Certainly, when it comes to Hand Arm Vibration Syndrome (HAVS), businesses who have not informed, educated or involved their workers risk paying the price through increased incidence of HAVS, compared to employers who choose to proactively manage the risk in partnership with their staff.
The Law
So what is required of employers by law? While managers remain responsible for health and safety in the workplace, the law does dictate that workers must be consulted on the practices in place. The relevant laws – The Safety Representatives and Safety Committees Regulations (1977) and The Health and Safety (Consultation with Employees) Regulations (1996) – are in place in order to guide the implementation and development of effective health and safety measures. Reviewing your arrangements on a regular basis will help to ensure legal compliance and avoid the costly consequences of improper management; the Health and Safety Executive and local authorities regularly make inspectional visits to the workplace and can impose significant consequences for failure to observe legal requirements.
Communication: a simple two-way process
The law places duties on all those involved in work practises from clients and designers to contractors and workers so everyone has a role to play. The Health and Safety Executive places great emphasis on the value of informing, educating and involving a workforce in health and safety matters. By giving employees the opportunity to voice their concerns and suggestions, you’ll identify joint solutions to reduce vibration exposure and your workforce will more likely abide by, and in turn, demonstrate that you value the importance of team work.
Ensuring that you take on board feedback and ideas from your staff, as well as communicating your own intentions and the reasons behind them, will ensure a cooperative and collaborative approach, not just to health and safety procedures, but to working life in general.

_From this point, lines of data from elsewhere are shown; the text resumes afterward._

PR #64, opened 2024-06-18
Update conversion from label studio to ground truth.

redur:
Include metadata (i.e. coordinates) in the instantiation of prediction objects from label studio and the subsequent conversion to ground truth.


stijnvermeeren-swisstopo (approved):
I tested it, and it seems to work well.

I kept all the code the same, but I moved all the method that are directly related to Label Studio from the `predictions.py` file to the `label_studio_annotation_to_ground_truth.py` script. This seems to be a cleaner separation of concerns. Like this, the `predictions.py` code is no longer concerned with the specifics structure of the Label Studio JSON export, nor with the specific string formatting of the coordinate and depth interval values used in Label Studio.

PR #147, opened 2025-01-16
feat(interchain-token-service): encode source/recipient addresses as strings instead of XDR

TanvirDeol:
[AXE-7097](https://axelarnetwork.atlassian.net/browse/AXE-7097)

[AXE-7097]: https://axelarnetwork.atlassian.net/browse/AXE-7097?atlOrigin=eyJpIjoiNWRkNTljNzYxNjVmNDY3MDlhMDU5Y2ZhYzA5YTRkZjUiLCJwIjoiZ2l0aHViLWNvbS1KU1cifQ


contracts/interchain-token-service/src/contract.rs
```diff
@@ -532,9 +532,7 @@ impl InterchainTokenService {
                 amount,
                 data,
             }) => {
-                let destination_address = Address::from_xdr(env, &destination_address)
-                    .map_err(|_| ContractError::InvalidDestinationAddress)?;
-
+                let destination_address = Address::from_string_bytes(&destination_address);
```
milapsheth, line 535: update the docstring to mention this expectation

contracts/interchain-token-service/src/contract.rs
```diff
@@ -597,10 +595,7 @@ impl InterchainTokenService {
                 );
 
                 // Note: attempt to convert a byte string which doesn't represent a valid Soroban address fails at the Host level
-                let minter = minter
-                    .map(|m| Address::from_xdr(env, &m))
-                    .transpose()
-                    .map_err(|_| ContractError::InvalidMinter)?;
+                let minter = minter.map(|m| Address::from_string_bytes(&m));
```
milapsheth, line 599: Also need to change `interchain_transfer` to encode caller address as a string converted to bytes instead of `XDR`

`source_address: caller.clone().to_xdr(env),`

packages/axelar-soroban-std/src/testutils.rs
```diff
@@ -71,6 +72,15 @@ where
     assert_emitted_event(env, -1, contract_id, topics, data);
 }
 
+// Converts Stellar address (soroban_sdk::Address) to soroban_sdk::Bytes
+pub fn address_to_bytes(env: &Env, address: &Address) -> Bytes {
```
milapsheth, line 76: See `address.rs`. Add a [to_bytes](https://github.com/axelarnetwork/axelar-cgp-soroban/blob/8239e4126cdccb4156f737dd6e20fad5c2bfc239/packages/axelar-soroban-std/src/address.rs#L9) trait method to use this in a cleaner way

contracts/interchain-token-service/src/contract.rs
```diff
@@ -534,11 +532,8 @@ impl InterchainTokenService {
                     ContractError::InvalidTokenMetaData
                 );
 
-                // Note: attempt to convert a byte string which doesn't represent a valid Soroban address fails at the Host level
-                let minter = minter
-                    .map(|m| Address::from_xdr(env, &m))
-                    .transpose()
-                    .map_err(|_| ContractError::InvalidMinter)?;
+                // Note: convert from Option<Bytes> to Option<Address> type
```
milapsheth, line 535:
```suggestion
                // Note: converting a byte string which doesn't represent a valid Soroban address fails at the Host level
```
the prior note is still valid since there's no explicit Result type being returned on a failure from this method

packages/axelar-std/src/address.rs
```diff
@@ -1,9 +1,11 @@
-use soroban_sdk::{Address, Env, String};
+use soroban_sdk::{Address, Bytes, Env, String};
 
 const ZERO_ADDRESS: &str = "GAAAAAAAAAAAAAAAAAAAAAAAAAAAAAAAAAAAAAAAAAAAAAAAAAAAAWHF";
+const STELLAR_ADDRESS_LEN: usize = 56;
```
milapsheth, line 4:
```suggestion
const STELLAR_ADDRESS_LEN = ZERO_ADDRESS.len();
```

packages/axelar-std/src/address.rs
```diff
@@ -13,4 +15,12 @@ impl AddressExt for Address {
     fn zero(env: &Env) -> Address {
         Self::from_string(&String::from_str(env, ZERO_ADDRESS))
     }
+
+    // Converts Stellar address (soroban_sdk::Address) to soroban_sdk::Bytes
+    fn to_bytes(&self, env: &Env) -> Bytes {
+        let address_str = self.to_string();
+        let mut str_bytes = [0u8; STELLAR_ADDRESS_LEN];
+        address_str.copy_into_slice(&mut str_bytes);
+        Bytes::from_slice(env, &str_bytes)
```
milapsheth, line 24:
```suggestion
        let mut address_string_bytes = [0u8; STELLAR_ADDRESS_LEN];
        self.to_string().copy_into_slice(&mut address_string_bytes);
        Bytes::from_slice(env, &address_string_bytes)
```

packages/axelar-std/src/address.rs
```diff
@@ -13,4 +15,12 @@ impl AddressExt for Address {
...
+    }
 }
```
milapsheth, line 26: add unit test to convert address to bytes and back to ensure it works. you can try with zero address and random addresses

milapsheth: try different address types that are supported
https://docs.rs/soroban-sdk/latest/soroban_sdk/struct.Address.html#method.from_string_bytes

packages/axelar-std/src/address.rs
```diff
@@ -1,9 +1,11 @@
-use soroban_sdk::{Address, Env, String};
+use soroban_sdk::{Address, Bytes, Env, String};
 
 const ZERO_ADDRESS: &str = "GAAAAAAAAAAAAAAAAAAAAAAAAAAAAAAAAAAAAAAAAAAAAAAAAAAAAWHF";
+const STELLAR_ADDRESS_LEN: usize = 56;
 
 pub trait AddressExt {
     fn zero(env: &Env) -> Address;
+    fn to_bytes(&self, env: &Env) -> Bytes;
```
milapsheth, line 8:
```suggestion

    /// add a docstring
    fn to_string_bytes(&self, env: &Env) -> Bytes;
```
rename to be consistent with the from version

contracts/interchain-token-service/src/contract.rs
```diff
@@ -365,7 +365,7 @@ impl InterchainTokenServiceInterface for InterchainTokenService {
 
         let message = Message::InterchainTransfer(InterchainTransfer {
             token_id,
-            source_address: caller.clone().to_xdr(env),
+            source_address: caller.to_bytes(env),
```
milapsheth, line 368: why didn't golden file change due to this? That should be updated as well. Or modify the tests to ensure this is covered

milapsheth (approved):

A measure of controls are put in place to reduce risk and you need to ensure workers are made aware of these and for them to take some responsibility of the risk as well as their team leaders and managers. From good working practises to good tool use, maintenance and training, they all play a part in the plan to reduce exposure.
The Reactec Analytics Platform not only provides unique information but is a platform to involve all duty holders to broaden awareness, educate & inform.It involves the operators on a daily basis with a device called the HAVMETER which calculate real-time HSE points and action value thresholds. These indicators educate workers of the exposure risk in relation to tool use and to share the responsibility of their welfare.
Through the Reactec Analytics Platform responsibility is further shared from team leaders and depot managers to project and H&S Managers via easy access to the analytics online reports. These can be accessed by authorised employers providing easy access to risk reduction information which increases awareness throughout the company of the measure of controls.
The simple and concise reports helps employees understand HAVs risk and how to better manage it on a daily and management review level. Also that the company is demonstrating they value the importance of worker welfare and the effects of team work.
Authorised employees can automatically receive email reports each week of operator daily exposure level s and tool used to keep them updated on worker activity and threshold breaches. Alerts can also be sent when operators breach an action threshold to support proactive HAVs management.
By giving your employees the opportunity to voice their concerns and suggestions, you’ll identify joint solutions to problems and guidelines that your workforce will more likely abide by, and in turn, demonstrate that you value the importance of team work. Ultimately, making communication a two-way process will improve relations between employers and employees.
The business benefits
A happier, healthier and safer workforce will be far more engaged in the job and you’ll reap the benefits of improved performance and productivity, quality and efficiency. A balanced and well thought out health and safety procedure should result in weighty cost savings from fewer accidents at work, as well as a reduction in unnecessary absence and ill health. Anecdotal evidence suggests that businesses practicing worker safety involvement receive significantly fewer claims for work-induced health problems, and this is most likely a direct result not only of exemplary health and safety procedures, but also of workers abiding by those procedures.
The business benefits of worker safety involvement are backed by research conducted by the Health & Safety Executive (HSE)[1], which states that “accident rates are lower where employees genuinely feel they have a say in health and safety matters (14%) compared with workplaces where employees do not get involved (26%)”. Additionally, “more than three quarters (77%) of employees surveyed felt encouraged to raise concerns in a good health and safety climate compared to 20% who felt encouraged to do so in a poor health and safety climate”, and “among employers, awareness of slips and trips is higher when there is employee involvement (62%), compared to where there is no involvement (28%)”.
Most importantly, if the results are visible from within the business, they’re likely to permeate into the wider industry too – you’ll preserve credibility with customers and industry experts, helping to position the business as a best practice employer.